#### [ACTIVITY]
Below are some entries; set them all down exactly.

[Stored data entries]
· · ·

PR #2120, opened 2019-04-30
Make AxiosError generic

polRk:
I think, if i can pass generic type to my AxiosResponse in the AxiosError it will be good!


emilyemorehouse:
Fixed in #1738

PR #2128, opened 2019-05-03
Fixing getUri to return url that would be used for a request

tskimmett:
The original implementation of `Axios.prototype.getUri` did not take into consideration the `baseURL` of the instance configuration. Therefore, it would always return a relative URL instead of the URL that would be used if you actually made a request with the provided config.

I also added a test that validates this requirement.


lib/core/Axios.js
```diff
@@ -58,6 +60,11 @@ Axios.prototype.request = function request(config) {
 
 Axios.prototype.getUri = function getUri(config) {
   config = mergeConfig(this.defaults, config);
+
+  if (config.baseURL && !isAbsoluteURL(config.url)) {
+    config.url = combineURLs(config.baseURL, config.url);
```
avindra: This mutates the configuration object,  which will cause issues with subsequent requests. Any mutations to `url`  should be done in a local variable. e.g.,

```
let url = config.url;
if ( .... ) {
   url = combineURLs( ... );
}

return buildURL(url, ...);
```

tskimmett: ‘mergeConfig’ returns a new configuration object, which means the config passed to ‘getUri’ is not mutated when we set the url.

tskimmett:
Does anyone manage this repo?

jasonsaayman:
@tskimmett the repo is managed by @emilyemorehouse I am trying to help out as much as I can, at the moment I cannot merge a pull request, however, I am able to test and review them and test them. I will try to test this one asap.

lib/core/Axios.js
avindra: Yikes. `mergeConfig` itself sounds like a big piece of tech debt that needs to go. It should be possible to structure this library such that we dont have to copy a fat object like that so many times. It's frequently a source of bugs, as experienced with `retry-axios` ( https://github.com/JustinBeckwith/retry-axios/issues/1  https://github.com/JustinBeckwith/retry-axios/issues/50  https://github.com/JustinBeckwith/retry-axios/issues/4  ) cc @emilyemorehouse Curious to hear your thoughts around `mergeConfig`

smesko85:
Any updates on this?

tskimmett:
This is waiting on the repo maintainers as far as I'm concerned.

jasonsaayman:
Hi

I agree with chinesedfan sentiments in this pull request. Closing for now.

THanks

namoojaalallee:
Good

· · ·

#### [RESULT]
PR #2120, opened 2019-04-30
Make AxiosError generic

polRk:
I think, if i can pass generic type to my AxiosResponse in the AxiosError it will be good!


emilyemorehouse:
Fixed in #1738

PR #2128, opened 2019-05-03
Fixing getUri to return url that would be used for a request

tskimmett:
The original implementation of `Axios.prototype.getUri` did not take into consideration the `baseURL` of the instance configuration. Therefore, it would always return a relative URL instead of the URL that would be used if you actually made a request with the provided config.

I also added a test that validates this requirement.


lib/core/Axios.js
```diff
@@ -58,6 +60,11 @@ Axios.prototype.request = function request(config) {
 
 Axios.prototype.getUri = function getUri(config) {
   config = mergeConfig(this.defaults, config);
+
+  if (config.baseURL && !isAbsoluteURL(config.url)) {
+    config.url = combineURLs(config.baseURL, config.url);
```
avindra: This mutates the configuration object,  which will cause issues with subsequent requests. Any mutations to `url`  should be done in a local variable. e.g.,

```
let url = config.url;
if ( .... ) {
   url = combineURLs( ... );
}

return buildURL(url, ...);
```

tskimmett: ‘mergeConfig’ returns a new configuration object, which means the config passed to ‘getUri’ is not mutated when we set the url.

tskimmett:
Does anyone manage this repo?

jasonsaayman:
@tskimmett the repo is managed by @emilyemorehouse I am trying to help out as much as I can, at the moment I cannot merge a pull request, however, I am able to test and review them and test them. I will try to test this one asap.

lib/core/Axios.js
avindra: Yikes. `mergeConfig` itself sounds like a big piece of tech debt that needs to go. It should be possible to structure this library such that we dont have to copy a fat object like that so many times. It's frequently a source of bugs, as experienced with `retry-axios` ( https://github.com/JustinBeckwith/retry-axios/issues/1  https://github.com/JustinBeckwith/retry-axios/issues/50  https://github.com/JustinBeckwith/retry-axios/issues/4  ) cc @emilyemorehouse Curious to hear your thoughts around `mergeConfig`

smesko85:
Any updates on this?

tskimmett:
This is waiting on the repo maintainers as far as I'm concerned.

jasonsaayman:
Hi

I agree with chinesedfan sentiments in this pull request. Closing for now.

THanks

namoojaalallee:
Good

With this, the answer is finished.